• [GIVEN DATA]
* * *

PR #146, opened 2016-05-10
Migration script from 2.2 to 2.4 #308

opi:


lib/yunohost/tools.py
```diff
@@ -469,3 +474,44 @@ def tools_upgrade(auth, ignore_apps=False, ignore_packages=False):
     if is_api:
         from yunohost.service import service_log
         return { "log": service_log('yunohost-api', number="100").values()[0] }
+
+
+def tools_upgrade_v24(auth):
+    """
+    YunoHost upgrade to new Yunohost version (on jessie)
+    """
+    import platform
```
Psycojoker: Imports would be better at the beginning of the file.

opi: even for a one-shot command, on a 'old-stable' branch  ? ;)

Psycojoker: It's better yes. The cases where it's kinda ok to put import somewhere else is when you do that in a "except" block where the import is guaranteed not to fail.

lib/yunohost/tools.py
```diff
@@ -469,3 +474,44 @@ def tools_upgrade(auth, ignore_apps=False, ignore_packages=False):
...
+
+    # Get Debian major version
+    debian_major_version = platform.linux_distribution()[1].split('.')[0]
+    if debian_major_version is not '8':
+        msignals.display(m18n.n('upgrade_24_not_jessie'), 'error')
+        return
+
+    # Upgrade with current sources
+    os.system('apt-get update')
+    os.system('yes "q" | DEBIAN_FRONTEND=noninteractive DEBIAN_PRIORITY=critical apt-get -y --force-yes -qq -o Dpkg::Options::="--force-confdef" -o Dpkg::Options::="--force-confold" upgrade')
```
Psycojoker: os.system won't raised an exception if the program fails (add to patch that for prosopopee today).

A way to ensure you don't continued in a broken state woudl be to do a 

```python
assert os.system(command) == 0, "The command '%s' failed, abort" % command
```

To check that the return code of the command is 0.

lib/yunohost/tools.py
```diff
@@ -469,3 +474,44 @@ def tools_upgrade(auth, ignore_apps=False, ignore_packages=False):
...
+    os.system('yes "q" | DEBIAN_FRONTEND=noninteractive DEBIAN_PRIORITY=critical apt-get -y --force-yes -qq -o Dpkg::Options::="--force-confdef" -o Dpkg::Options::="--force-confold" dist-upgrade')
+    os.system('yes "q" | DEBIAN_FRONTEND=noninteractive DEBIAN_PRIORITY=critical apt-get remove -y --force-yes amavisd-new')
+    os.system('yes "q" | DEBIAN_FRONTEND=noninteractive DEBIAN_PRIORITY=critical apt-get -y --force-yes autoremove')
+    os.system('yunohost service regen-conf -f')
+
+    msignals.display(m18n.n('system_upgraded'), 'success')
+
+    # Prepare systemctl
+    with open('/etc/cron.d/yunohost-regenconf', 'w+') as f:
+        f.write('00 * * * * root PATH=/usr/local/sbin:/usr/local/bin:/usr/sbin:/usr/bin:/sbin:/bin systemctl start yunohost-api && rm -f /etc/cron.d/yunohost-regenconf\n' )
```
Psycojoker: Shouldn't it be `* * * * *` or am I missing something?

lib/yunohost/tools.py
```diff
@@ -410,11 +413,25 @@ def tools_upgrade(auth, ignore_apps=False, ignore_packages=False):
...
 
+    # Special case for v2.2 to v2.4 upgrade
+    if not v24 and not is_api:
+        try:
+            i = msignals.prompt(m18n.n('upgrade_24_confirm',
+                                       answers='y/N'))
+        except NotImplemented:
+            pass
+        else:
+            if i == 'y' or i == 'Y':
```
Psycojoker: You can do a `i in ('y', 'Y')' or even a `i.lower() == 'y'` (if you are sure that `i` will have a `.lower` method).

* * *

• [EXERCISE AIM]
Write out the complete listing above, exactly as it reads.

• [RESULT BELOW]
PR #146, opened 2016-05-10
Migration script from 2.2 to 2.4 #308

opi:


lib/yunohost/tools.py
```diff
@@ -469,3 +474,44 @@ def tools_upgrade(auth, ignore_apps=False, ignore_packages=False):
     if is_api:
         from yunohost.service import service_log
         return { "log": service_log('yunohost-api', number="100").values()[0] }
+
+
+def tools_upgrade_v24(auth):
+    """
+    YunoHost upgrade to new Yunohost version (on jessie)
+    """
+    import platform
```
Psycojoker: Imports would be better at the beginning of the file.

opi: even for a one-shot command, on a 'old-stable' branch  ? ;)

Psycojoker: It's better yes. The cases where it's kinda ok to put import somewhere else is when you do that in a "except" block where the import is guaranteed not to fail.

lib/yunohost/tools.py
```diff
@@ -469,3 +474,44 @@ def tools_upgrade(auth, ignore_apps=False, ignore_packages=False):
...
+
+    # Get Debian major version
+    debian_major_version = platform.linux_distribution()[1].split('.')[0]
+    if debian_major_version is not '8':
+        msignals.display(m18n.n('upgrade_24_not_jessie'), 'error')
+        return
+
+    # Upgrade with current sources
+    os.system('apt-get update')
+    os.system('yes "q" | DEBIAN_FRONTEND=noninteractive DEBIAN_PRIORITY=critical apt-get -y --force-yes -qq -o Dpkg::Options::="--force-confdef" -o Dpkg::Options::="--force-confold" upgrade')
```
Psycojoker: os.system won't raised an exception if the program fails (add to patch that for prosopopee today).

A way to ensure you don't continued in a broken state woudl be to do a 

```python
assert os.system(command) == 0, "The command '%s' failed, abort" % command
```

To check that the return code of the command is 0.

lib/yunohost/tools.py
```diff
@@ -469,3 +474,44 @@ def tools_upgrade(auth, ignore_apps=False, ignore_packages=False):
...
+    os.system('yes "q" | DEBIAN_FRONTEND=noninteractive DEBIAN_PRIORITY=critical apt-get -y --force-yes -qq -o Dpkg::Options::="--force-confdef" -o Dpkg::Options::="--force-confold" dist-upgrade')
+    os.system('yes "q" | DEBIAN_FRONTEND=noninteractive DEBIAN_PRIORITY=critical apt-get remove -y --force-yes amavisd-new')
+    os.system('yes "q" | DEBIAN_FRONTEND=noninteractive DEBIAN_PRIORITY=critical apt-get -y --force-yes autoremove')
+    os.system('yunohost service regen-conf -f')
+
+    msignals.display(m18n.n('system_upgraded'), 'success')
+
+    # Prepare systemctl
+    with open('/etc/cron.d/yunohost-regenconf', 'w+') as f:
+        f.write('00 * * * * root PATH=/usr/local/sbin:/usr/local/bin:/usr/sbin:/usr/bin:/sbin:/bin systemctl start yunohost-api && rm -f /etc/cron.d/yunohost-regenconf\n' )
```
Psycojoker: Shouldn't it be `* * * * *` or am I missing something?

lib/yunohost/tools.py
```diff
@@ -410,11 +413,25 @@ def tools_upgrade(auth, ignore_apps=False, ignore_packages=False):
...
 
+    # Special case for v2.2 to v2.4 upgrade
+    if not v24 and not is_api:
+        try:
+            i = msignals.prompt(m18n.n('upgrade_24_confirm',
+                                       answers='y/N'))
+        except NotImplemented:
+            pass
+        else:
+            if i == 'y' or i == 'Y':
```
Psycojoker: You can do a `i in ('y', 'Y')' or even a `i.lower() == 'y'` (if you are sure that `i` will have a `.lower` method).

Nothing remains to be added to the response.